▶ **Try it**: Below are the entries; count the lines in them that contain the word "seen" and give only the number.

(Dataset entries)
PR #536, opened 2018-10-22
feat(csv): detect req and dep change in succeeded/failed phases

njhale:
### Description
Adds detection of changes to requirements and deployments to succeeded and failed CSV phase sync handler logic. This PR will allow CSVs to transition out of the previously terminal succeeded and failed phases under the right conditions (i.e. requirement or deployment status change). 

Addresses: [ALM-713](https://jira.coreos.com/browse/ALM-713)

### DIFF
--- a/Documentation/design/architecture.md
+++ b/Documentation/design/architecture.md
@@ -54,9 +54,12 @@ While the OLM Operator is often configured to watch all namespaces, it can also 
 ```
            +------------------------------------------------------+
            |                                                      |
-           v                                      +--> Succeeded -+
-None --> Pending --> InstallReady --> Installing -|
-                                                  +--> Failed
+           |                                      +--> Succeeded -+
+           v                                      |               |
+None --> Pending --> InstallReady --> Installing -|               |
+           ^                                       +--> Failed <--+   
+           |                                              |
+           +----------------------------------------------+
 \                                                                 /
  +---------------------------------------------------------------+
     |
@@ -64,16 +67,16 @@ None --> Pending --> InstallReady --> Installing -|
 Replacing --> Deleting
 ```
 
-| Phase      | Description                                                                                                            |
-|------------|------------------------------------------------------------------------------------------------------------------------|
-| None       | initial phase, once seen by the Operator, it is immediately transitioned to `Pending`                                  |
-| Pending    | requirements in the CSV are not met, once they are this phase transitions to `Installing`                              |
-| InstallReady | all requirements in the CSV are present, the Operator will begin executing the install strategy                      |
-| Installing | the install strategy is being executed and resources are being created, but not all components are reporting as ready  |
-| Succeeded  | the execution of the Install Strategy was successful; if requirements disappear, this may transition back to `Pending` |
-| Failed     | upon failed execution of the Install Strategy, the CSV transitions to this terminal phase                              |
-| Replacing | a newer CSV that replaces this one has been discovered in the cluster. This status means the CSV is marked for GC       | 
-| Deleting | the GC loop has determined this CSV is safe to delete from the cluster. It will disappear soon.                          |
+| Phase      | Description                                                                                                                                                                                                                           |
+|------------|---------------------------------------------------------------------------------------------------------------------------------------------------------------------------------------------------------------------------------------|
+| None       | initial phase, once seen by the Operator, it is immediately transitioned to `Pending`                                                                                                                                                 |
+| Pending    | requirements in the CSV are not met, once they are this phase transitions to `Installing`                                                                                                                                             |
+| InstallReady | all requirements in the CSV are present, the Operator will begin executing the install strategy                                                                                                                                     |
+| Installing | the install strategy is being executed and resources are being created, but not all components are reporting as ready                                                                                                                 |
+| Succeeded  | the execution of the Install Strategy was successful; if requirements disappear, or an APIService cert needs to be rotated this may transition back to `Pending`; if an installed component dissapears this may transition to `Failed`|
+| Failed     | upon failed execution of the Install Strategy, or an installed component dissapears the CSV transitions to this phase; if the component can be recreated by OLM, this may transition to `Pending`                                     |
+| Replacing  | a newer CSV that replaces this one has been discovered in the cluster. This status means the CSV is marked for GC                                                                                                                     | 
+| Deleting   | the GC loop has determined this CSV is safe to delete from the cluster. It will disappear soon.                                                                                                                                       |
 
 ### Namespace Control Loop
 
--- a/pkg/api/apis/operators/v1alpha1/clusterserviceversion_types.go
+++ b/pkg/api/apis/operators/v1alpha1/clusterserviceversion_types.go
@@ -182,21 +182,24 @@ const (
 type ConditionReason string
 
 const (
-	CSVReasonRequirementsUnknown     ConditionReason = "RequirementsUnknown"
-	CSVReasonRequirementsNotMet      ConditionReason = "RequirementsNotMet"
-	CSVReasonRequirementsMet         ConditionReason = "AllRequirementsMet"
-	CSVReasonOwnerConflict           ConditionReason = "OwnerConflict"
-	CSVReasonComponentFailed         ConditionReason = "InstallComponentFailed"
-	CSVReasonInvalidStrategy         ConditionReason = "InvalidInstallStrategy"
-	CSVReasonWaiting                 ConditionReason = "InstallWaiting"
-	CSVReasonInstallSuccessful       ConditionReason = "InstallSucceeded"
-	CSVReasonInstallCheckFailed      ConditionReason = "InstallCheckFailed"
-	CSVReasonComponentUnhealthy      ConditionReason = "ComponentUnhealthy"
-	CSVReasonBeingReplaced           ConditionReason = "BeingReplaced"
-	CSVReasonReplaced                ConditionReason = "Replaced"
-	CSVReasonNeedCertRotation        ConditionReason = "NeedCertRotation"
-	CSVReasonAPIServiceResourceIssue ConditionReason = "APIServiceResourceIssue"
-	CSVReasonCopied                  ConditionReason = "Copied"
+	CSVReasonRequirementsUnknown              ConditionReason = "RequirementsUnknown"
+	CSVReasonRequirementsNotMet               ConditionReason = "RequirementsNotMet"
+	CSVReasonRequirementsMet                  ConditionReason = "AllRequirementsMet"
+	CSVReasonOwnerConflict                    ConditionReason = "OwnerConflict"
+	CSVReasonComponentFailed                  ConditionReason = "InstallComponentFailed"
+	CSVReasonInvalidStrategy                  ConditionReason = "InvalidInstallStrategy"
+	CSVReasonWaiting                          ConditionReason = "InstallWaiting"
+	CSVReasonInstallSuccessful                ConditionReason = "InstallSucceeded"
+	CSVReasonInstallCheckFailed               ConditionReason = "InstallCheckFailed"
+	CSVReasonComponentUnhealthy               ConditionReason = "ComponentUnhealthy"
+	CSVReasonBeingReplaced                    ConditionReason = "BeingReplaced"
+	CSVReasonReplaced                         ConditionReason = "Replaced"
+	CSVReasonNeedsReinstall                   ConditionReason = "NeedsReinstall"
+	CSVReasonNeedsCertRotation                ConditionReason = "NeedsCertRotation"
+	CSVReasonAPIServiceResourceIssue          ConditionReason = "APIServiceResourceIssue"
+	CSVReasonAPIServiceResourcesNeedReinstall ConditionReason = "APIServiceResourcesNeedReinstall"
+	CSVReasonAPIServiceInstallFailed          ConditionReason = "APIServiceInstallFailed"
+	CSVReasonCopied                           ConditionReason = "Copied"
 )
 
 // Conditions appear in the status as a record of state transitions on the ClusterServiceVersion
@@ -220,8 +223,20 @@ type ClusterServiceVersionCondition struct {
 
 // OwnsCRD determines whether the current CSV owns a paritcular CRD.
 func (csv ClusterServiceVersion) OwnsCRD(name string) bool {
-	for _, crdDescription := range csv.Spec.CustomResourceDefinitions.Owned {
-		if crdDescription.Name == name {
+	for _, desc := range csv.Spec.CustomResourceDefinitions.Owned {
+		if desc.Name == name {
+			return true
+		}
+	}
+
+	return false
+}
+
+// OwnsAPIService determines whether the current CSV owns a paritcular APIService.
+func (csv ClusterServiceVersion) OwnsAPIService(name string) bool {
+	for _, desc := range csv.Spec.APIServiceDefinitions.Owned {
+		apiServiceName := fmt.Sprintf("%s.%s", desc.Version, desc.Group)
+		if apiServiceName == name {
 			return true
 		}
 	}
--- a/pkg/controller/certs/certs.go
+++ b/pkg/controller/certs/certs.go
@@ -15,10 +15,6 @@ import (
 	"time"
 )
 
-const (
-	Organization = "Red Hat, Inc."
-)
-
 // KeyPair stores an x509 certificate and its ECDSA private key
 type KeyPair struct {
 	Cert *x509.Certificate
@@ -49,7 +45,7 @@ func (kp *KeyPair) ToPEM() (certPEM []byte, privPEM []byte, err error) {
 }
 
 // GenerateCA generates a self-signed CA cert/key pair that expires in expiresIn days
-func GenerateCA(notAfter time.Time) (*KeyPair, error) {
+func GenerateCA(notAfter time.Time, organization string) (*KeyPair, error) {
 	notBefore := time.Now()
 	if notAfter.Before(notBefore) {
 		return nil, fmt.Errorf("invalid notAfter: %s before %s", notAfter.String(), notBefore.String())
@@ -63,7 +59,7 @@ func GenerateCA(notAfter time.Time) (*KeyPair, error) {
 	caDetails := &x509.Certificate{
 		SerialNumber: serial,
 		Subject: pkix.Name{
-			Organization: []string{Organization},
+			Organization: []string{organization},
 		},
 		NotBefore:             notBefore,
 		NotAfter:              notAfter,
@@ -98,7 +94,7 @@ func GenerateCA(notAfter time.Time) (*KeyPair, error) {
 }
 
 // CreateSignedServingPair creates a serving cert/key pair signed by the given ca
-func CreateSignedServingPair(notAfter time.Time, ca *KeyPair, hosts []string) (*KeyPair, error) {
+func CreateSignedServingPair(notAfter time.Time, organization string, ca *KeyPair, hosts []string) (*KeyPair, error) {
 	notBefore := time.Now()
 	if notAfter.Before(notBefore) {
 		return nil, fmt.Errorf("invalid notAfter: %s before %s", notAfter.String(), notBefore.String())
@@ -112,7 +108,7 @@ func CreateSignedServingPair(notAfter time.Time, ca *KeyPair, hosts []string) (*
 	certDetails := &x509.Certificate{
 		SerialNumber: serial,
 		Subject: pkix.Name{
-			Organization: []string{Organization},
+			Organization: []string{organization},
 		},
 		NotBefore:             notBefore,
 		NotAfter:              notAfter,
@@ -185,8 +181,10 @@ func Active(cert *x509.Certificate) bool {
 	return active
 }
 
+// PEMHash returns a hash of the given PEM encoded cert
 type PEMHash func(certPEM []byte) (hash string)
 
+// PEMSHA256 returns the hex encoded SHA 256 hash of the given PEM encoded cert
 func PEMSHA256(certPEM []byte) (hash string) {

▶ **Output of the exercise**: 2